=== DATA IN THIS EXERCISE ===

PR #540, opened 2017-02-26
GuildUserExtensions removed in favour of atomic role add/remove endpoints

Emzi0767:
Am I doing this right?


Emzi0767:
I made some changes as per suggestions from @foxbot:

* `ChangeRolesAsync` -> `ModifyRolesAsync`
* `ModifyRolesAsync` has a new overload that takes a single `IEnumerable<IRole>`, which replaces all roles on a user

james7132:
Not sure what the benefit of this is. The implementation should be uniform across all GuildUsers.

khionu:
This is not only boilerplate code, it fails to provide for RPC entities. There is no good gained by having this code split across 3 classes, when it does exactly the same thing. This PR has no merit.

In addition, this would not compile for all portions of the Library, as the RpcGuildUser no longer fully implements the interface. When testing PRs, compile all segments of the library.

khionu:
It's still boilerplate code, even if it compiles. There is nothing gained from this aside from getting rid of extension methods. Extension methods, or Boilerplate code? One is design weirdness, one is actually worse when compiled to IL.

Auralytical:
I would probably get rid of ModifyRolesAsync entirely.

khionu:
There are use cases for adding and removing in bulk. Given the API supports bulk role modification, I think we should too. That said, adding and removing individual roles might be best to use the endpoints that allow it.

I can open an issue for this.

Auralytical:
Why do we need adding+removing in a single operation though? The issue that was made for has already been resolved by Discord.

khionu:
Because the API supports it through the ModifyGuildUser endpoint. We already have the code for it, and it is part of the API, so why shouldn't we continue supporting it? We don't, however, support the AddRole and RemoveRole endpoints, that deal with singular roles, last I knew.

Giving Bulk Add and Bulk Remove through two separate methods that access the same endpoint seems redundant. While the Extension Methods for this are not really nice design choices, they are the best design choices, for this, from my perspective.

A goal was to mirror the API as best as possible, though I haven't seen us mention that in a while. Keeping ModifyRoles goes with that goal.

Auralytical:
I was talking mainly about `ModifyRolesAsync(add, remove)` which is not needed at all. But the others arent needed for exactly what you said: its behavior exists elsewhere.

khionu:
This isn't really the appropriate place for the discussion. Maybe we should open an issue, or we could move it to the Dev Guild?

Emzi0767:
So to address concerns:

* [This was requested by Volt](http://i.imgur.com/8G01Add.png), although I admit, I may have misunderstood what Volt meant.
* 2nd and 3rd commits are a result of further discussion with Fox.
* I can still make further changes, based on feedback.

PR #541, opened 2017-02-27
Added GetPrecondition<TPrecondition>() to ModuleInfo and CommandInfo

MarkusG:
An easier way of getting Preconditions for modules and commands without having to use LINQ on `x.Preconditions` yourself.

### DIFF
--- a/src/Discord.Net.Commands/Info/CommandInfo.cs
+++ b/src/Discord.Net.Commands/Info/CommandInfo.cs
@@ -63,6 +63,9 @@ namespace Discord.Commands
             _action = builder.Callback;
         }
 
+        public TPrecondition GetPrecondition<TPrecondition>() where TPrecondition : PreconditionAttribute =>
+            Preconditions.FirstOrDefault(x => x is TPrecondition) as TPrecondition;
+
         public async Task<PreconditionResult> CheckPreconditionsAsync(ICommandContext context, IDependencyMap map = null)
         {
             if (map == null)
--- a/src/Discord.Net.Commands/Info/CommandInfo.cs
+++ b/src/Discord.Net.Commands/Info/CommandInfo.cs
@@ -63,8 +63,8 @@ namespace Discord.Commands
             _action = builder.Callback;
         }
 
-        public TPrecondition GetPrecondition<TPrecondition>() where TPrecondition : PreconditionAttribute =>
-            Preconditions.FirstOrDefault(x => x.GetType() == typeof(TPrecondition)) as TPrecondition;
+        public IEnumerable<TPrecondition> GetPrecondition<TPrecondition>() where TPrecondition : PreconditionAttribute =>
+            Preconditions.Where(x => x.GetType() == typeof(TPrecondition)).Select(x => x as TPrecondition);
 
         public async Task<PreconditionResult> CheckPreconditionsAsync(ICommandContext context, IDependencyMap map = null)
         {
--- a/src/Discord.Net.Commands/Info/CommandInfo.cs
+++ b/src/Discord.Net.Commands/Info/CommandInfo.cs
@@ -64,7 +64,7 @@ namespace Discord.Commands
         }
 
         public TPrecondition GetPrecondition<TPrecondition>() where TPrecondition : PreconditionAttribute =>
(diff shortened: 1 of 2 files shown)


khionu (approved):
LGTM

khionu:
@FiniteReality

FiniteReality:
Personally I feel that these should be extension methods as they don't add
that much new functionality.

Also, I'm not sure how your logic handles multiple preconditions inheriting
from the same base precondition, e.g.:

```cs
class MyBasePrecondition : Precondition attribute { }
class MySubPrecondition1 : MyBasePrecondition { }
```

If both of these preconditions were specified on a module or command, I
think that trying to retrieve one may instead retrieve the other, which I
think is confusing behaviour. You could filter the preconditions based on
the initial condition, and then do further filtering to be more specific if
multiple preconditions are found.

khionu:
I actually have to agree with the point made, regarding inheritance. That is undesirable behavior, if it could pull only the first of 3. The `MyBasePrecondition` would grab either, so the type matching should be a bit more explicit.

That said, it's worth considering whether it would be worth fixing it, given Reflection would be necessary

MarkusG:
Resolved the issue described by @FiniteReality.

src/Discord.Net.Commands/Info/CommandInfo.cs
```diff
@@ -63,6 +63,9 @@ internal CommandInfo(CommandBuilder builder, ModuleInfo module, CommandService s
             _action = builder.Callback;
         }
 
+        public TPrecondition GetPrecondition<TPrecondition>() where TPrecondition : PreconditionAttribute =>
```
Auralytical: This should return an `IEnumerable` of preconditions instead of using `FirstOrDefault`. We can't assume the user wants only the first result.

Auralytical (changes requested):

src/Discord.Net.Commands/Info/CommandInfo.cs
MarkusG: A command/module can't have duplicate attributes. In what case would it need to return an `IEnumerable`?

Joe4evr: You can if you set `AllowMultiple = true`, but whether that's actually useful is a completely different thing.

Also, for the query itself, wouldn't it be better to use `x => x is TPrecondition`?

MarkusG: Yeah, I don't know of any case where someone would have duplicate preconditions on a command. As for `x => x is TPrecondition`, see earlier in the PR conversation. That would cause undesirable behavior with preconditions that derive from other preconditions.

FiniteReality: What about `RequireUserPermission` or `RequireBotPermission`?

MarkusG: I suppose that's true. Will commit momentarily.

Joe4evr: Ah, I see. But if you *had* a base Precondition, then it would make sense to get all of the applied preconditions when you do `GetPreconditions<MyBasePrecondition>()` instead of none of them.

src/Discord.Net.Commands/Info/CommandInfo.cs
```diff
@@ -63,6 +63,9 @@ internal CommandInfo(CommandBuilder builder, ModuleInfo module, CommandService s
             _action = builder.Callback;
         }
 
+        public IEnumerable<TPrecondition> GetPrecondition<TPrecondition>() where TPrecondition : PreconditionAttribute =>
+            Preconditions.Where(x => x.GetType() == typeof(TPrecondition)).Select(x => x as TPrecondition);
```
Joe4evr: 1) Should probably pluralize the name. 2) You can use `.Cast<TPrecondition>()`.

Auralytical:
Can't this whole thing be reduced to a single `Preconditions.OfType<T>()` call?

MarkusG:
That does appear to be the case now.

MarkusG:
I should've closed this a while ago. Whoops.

===

WHAT THIS TASK INVOLVES
All the data above must be copied again. Leave nothing out.

REPLY TO THE EXERCISE
PR #540, opened 2017-02-26
GuildUserExtensions removed in favour of atomic role add/remove endpoints

Emzi0767:
Am I doing this right?


Emzi0767:
I made some changes as per suggestions from @foxbot:

* `ChangeRolesAsync` -> `ModifyRolesAsync`
* `ModifyRolesAsync` has a new overload that takes a single `IEnumerable<IRole>`, which replaces all roles on a user

james7132:
Not sure what the benefit of this is. The implementation should be uniform across all GuildUsers.

khionu:
This is not only boilerplate code, it fails to provide for RPC entities. There is no good gained by having this code split across 3 classes, when it does exactly the same thing. This PR has no merit.

In addition, this would not compile for all portions of the Library, as the RpcGuildUser no longer fully implements the interface. When testing PRs, compile all segments of the library.

khionu:
It's still boilerplate code, even if it compiles. There is nothing gained from this aside from getting rid of extension methods. Extension methods, or Boilerplate code? One is design weirdness, one is actually worse when compiled to IL.

Auralytical:
I would probably get rid of ModifyRolesAsync entirely.

khionu:
There are use cases for adding and removing in bulk. Given the API supports bulk role modification, I think we should too. That said, adding and removing individual roles might be best to use the endpoints that allow it.

I can open an issue for this.

Auralytical:
Why do we need adding+removing in a single operation though? The issue that was made for has already been resolved by Discord.

khionu:
Because the API supports it through the ModifyGuildUser endpoint. We already have the code for it, and it is part of the API, so why shouldn't we continue supporting it? We don't, however, support the AddRole and RemoveRole endpoints, that deal with singular roles, last I knew.

Giving Bulk Add and Bulk Remove through two separate methods that access the same endpoint seems redundant. While the Extension Methods for this are not really nice design choices, they are the best design choices, for this, from my perspective.

A goal was to mirror the API as best as possible, though I haven't seen us mention that in a while. Keeping ModifyRoles goes with that goal.

Auralytical:
I was talking mainly about `ModifyRolesAsync(add, remove)` which is not needed at all. But the others arent needed for exactly what you said: its behavior exists elsewhere.

khionu:
This isn't really the appropriate place for the discussion. Maybe we should open an issue, or we could move it to the Dev Guild?

Emzi0767:
So to address concerns:

* [This was requested by Volt](http://i.imgur.com/8G01Add.png), although I admit, I may have misunderstood what Volt meant.
* 2nd and 3rd commits are a result of further discussion with Fox.
* I can still make further changes, based on feedback.

PR #541, opened 2017-02-27
Added GetPrecondition<TPrecondition>() to ModuleInfo and CommandInfo

MarkusG:
An easier way of getting Preconditions for modules and commands without having to use LINQ on `x.Preconditions` yourself.

### DIFF
--- a/src/Discord.Net.Commands/Info/CommandInfo.cs
+++ b/src/Discord.Net.Commands/Info/CommandInfo.cs
@@ -63,6 +63,9 @@ namespace Discord.Commands
             _action = builder.Callback;
         }
 
+        public TPrecondition GetPrecondition<TPrecondition>() where TPrecondition : PreconditionAttribute =>
+            Preconditions.FirstOrDefault(x => x is TPrecondition) as TPrecondition;
+
         public async Task<PreconditionResult> CheckPreconditionsAsync(ICommandContext context, IDependencyMap map = null)
         {
             if (map == null)
--- a/src/Discord.Net.Commands/Info/CommandInfo.cs
+++ b/src/Discord.Net.Commands/Info/CommandInfo.cs
@@ -63,8 +63,8 @@ namespace Discord.Commands
             _action = builder.Callback;
         }
 
-        public TPrecondition GetPrecondition<TPrecondition>() where TPrecondition : PreconditionAttribute =>
-            Preconditions.FirstOrDefault(x => x.GetType() == typeof(TPrecondition)) as TPrecondition;
+        public IEnumerable<TPrecondition> GetPrecondition<TPrecondition>() where TPrecondition : PreconditionAttribute =>
+            Preconditions.Where(x => x.GetType() == typeof(TPrecondition)).Select(x => x as TPrecondition);
 
         public async Task<PreconditionResult> CheckPreconditionsAsync(ICommandContext context, IDependencyMap map = null)
         {
--- a/src/Discord.Net.Commands/Info/CommandInfo.cs
+++ b/src/Discord.Net.Commands/Info/CommandInfo.cs
@@ -64,7 +64,7 @@ namespace Discord.Commands
         }
 
         public TPrecondition GetPrecondition<TPrecondition>() where TPrecondition : PreconditionAttribute =>
(diff shortened: 1 of 2 files shown)


khionu (approved):
LGTM

khionu:
@FiniteReality

FiniteReality:
Personally I feel that these should be extension methods as they don't add
that much new functionality.

Also, I'm not sure how your logic handles multiple preconditions inheriting
from the same base precondition, e.g.:

```cs
class MyBasePrecondition : Precondition attribute { }
class MySubPrecondition1 : MyBasePrecondition { }
```

If both of these preconditions were specified on a module or command, I
think that trying to retrieve one may instead retrieve the other, which I
think is confusing behaviour. You could filter the preconditions based on
the initial condition, and then do further filtering to be more specific if
multiple preconditions are found.

khionu:
I actually have to agree with the point made, regarding inheritance. That is undesirable behavior, if it could pull only the first of 3. The `MyBasePrecondition` would grab either, so the type matching should be a bit more explicit.

That said, it's worth considering whether it would be worth fixing it, given Reflection would be necessary

MarkusG:
Resolved the issue described by @FiniteReality.

src/Discord.Net.Commands/Info/CommandInfo.cs
```diff
@@ -63,6 +63,9 @@ internal CommandInfo(CommandBuilder builder, ModuleInfo module, CommandService s
             _action = builder.Callback;
         }
 
+        public TPrecondition GetPrecondition<TPrecondition>() where TPrecondition : PreconditionAttribute =>
```
Auralytical: This should return an `IEnumerable` of preconditions instead of using `FirstOrDefault`. We can't assume the user wants only the first result.

Auralytical (changes requested):

src/Discord.Net.Commands/Info/CommandInfo.cs
MarkusG: A command/module can't have duplicate attributes. In what case would it need to return an `IEnumerable`?

Joe4evr: You can if you set `AllowMultiple = true`, but whether that's actually useful is a completely different thing.

Also, for the query itself, wouldn't it be better to use `x => x is TPrecondition`?

MarkusG: Yeah, I don't know of any case where someone would have duplicate preconditions on a command. As for `x => x is TPrecondition`, see earlier in the PR conversation. That would cause undesirable behavior with preconditions that derive from other preconditions.

FiniteReality: What about `RequireUserPermission` or `RequireBotPermission`?

MarkusG: I suppose that's true. Will commit momentarily.

Joe4evr: Ah, I see. But if you *had* a base Precondition, then it would make sense to get all of the applied preconditions when you do `GetPreconditions<MyBasePrecondition>()` instead of none of them.

src/Discord.Net.Commands/Info/CommandInfo.cs
```diff
@@ -63,6 +63,9 @@ internal CommandInfo(CommandBuilder builder, ModuleInfo module, CommandService s
             _action = builder.Callback;
         }
 
+        public IEnumerable<TPrecondition> GetPrecondition<TPrecondition>() where TPrecondition : PreconditionAttribute =>
+            Preconditions.Where(x => x.GetType() == typeof(TPrecondition)).Select(x => x as TPrecondition);
```
Joe4evr: 1) Should probably pluralize the name. 2) You can use `.Cast<TPrecondition>()`.

Auralytical:
Can't this whole thing be reduced to a single `Preconditions.OfType<T>()` call?

MarkusG:
That does appear to be the case now.

MarkusG:
I should've closed this a while ago. Whoops.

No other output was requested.